■ ASSIGNED TASK:
Locate every line in the material below that has the word "toURL". Copy each of those lines.

■ DATASET ENTRIES:
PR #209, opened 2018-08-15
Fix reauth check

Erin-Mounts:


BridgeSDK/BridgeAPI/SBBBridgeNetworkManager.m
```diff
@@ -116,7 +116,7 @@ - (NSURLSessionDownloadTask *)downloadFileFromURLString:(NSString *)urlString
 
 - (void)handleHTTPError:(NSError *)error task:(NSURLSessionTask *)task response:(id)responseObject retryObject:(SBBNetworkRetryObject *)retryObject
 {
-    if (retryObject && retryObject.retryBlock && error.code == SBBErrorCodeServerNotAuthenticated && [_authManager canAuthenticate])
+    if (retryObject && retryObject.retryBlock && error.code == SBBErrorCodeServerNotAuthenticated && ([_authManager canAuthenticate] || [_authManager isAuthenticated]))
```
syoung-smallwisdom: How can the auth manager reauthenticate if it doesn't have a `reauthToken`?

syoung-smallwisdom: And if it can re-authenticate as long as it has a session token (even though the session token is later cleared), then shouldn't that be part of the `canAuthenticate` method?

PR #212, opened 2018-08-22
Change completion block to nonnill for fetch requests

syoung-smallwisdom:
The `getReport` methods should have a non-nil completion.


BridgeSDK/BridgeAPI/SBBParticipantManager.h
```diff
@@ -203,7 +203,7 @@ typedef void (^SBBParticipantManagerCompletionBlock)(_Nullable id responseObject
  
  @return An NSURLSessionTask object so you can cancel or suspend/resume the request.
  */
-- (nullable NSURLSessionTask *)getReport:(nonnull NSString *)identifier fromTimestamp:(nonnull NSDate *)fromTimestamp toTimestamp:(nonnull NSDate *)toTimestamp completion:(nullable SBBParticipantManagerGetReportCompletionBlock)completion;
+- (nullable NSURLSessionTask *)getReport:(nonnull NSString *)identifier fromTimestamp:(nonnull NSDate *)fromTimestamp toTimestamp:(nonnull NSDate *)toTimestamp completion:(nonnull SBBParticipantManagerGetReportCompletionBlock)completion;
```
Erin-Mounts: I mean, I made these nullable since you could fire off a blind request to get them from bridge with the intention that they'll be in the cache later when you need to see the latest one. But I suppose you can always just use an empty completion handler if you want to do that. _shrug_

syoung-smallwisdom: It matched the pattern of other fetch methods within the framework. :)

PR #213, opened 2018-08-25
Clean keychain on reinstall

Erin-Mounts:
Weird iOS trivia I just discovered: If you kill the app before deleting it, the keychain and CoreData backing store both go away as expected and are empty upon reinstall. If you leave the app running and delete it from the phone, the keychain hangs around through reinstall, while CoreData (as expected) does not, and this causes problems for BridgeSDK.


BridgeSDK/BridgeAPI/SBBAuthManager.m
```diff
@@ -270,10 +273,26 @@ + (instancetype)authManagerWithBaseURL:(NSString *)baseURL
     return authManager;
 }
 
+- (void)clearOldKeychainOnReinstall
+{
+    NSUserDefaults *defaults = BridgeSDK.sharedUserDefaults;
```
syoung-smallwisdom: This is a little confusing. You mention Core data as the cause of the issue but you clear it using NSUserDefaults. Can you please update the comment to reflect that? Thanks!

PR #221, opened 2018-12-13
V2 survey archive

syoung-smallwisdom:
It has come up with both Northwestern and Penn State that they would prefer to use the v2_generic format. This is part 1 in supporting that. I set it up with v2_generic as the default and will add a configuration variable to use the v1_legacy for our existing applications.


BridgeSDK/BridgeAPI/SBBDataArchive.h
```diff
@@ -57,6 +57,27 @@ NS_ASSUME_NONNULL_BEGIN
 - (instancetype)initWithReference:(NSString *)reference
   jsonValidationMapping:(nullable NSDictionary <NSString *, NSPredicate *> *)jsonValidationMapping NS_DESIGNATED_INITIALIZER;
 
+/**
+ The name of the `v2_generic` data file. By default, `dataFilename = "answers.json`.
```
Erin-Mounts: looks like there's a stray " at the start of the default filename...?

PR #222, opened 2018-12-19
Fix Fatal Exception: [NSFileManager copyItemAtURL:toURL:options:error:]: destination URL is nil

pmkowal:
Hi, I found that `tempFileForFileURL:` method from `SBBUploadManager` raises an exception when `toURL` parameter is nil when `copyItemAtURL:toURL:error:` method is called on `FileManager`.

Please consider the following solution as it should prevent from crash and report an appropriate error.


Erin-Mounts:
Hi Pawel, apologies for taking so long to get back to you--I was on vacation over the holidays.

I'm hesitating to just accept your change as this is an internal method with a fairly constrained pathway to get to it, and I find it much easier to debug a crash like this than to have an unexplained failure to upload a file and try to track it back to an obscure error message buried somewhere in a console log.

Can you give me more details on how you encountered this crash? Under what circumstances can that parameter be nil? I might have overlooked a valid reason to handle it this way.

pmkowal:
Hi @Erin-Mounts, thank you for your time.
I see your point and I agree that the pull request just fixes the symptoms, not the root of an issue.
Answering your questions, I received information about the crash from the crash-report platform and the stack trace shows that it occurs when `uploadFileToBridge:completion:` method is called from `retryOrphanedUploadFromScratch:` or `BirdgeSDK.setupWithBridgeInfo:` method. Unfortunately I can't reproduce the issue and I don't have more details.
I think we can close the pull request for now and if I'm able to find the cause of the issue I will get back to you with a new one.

■ YOUR RESPONSE:
Fix Fatal Exception: [NSFileManager copyItemAtURL:toURL:options:error:]: destination URL is nil
Hi, I found that `tempFileForFileURL:` method from `SBBUploadManager` raises an exception when `toURL` parameter is nil when `copyItemAtURL:toURL:error:` method is called on `FileManager`.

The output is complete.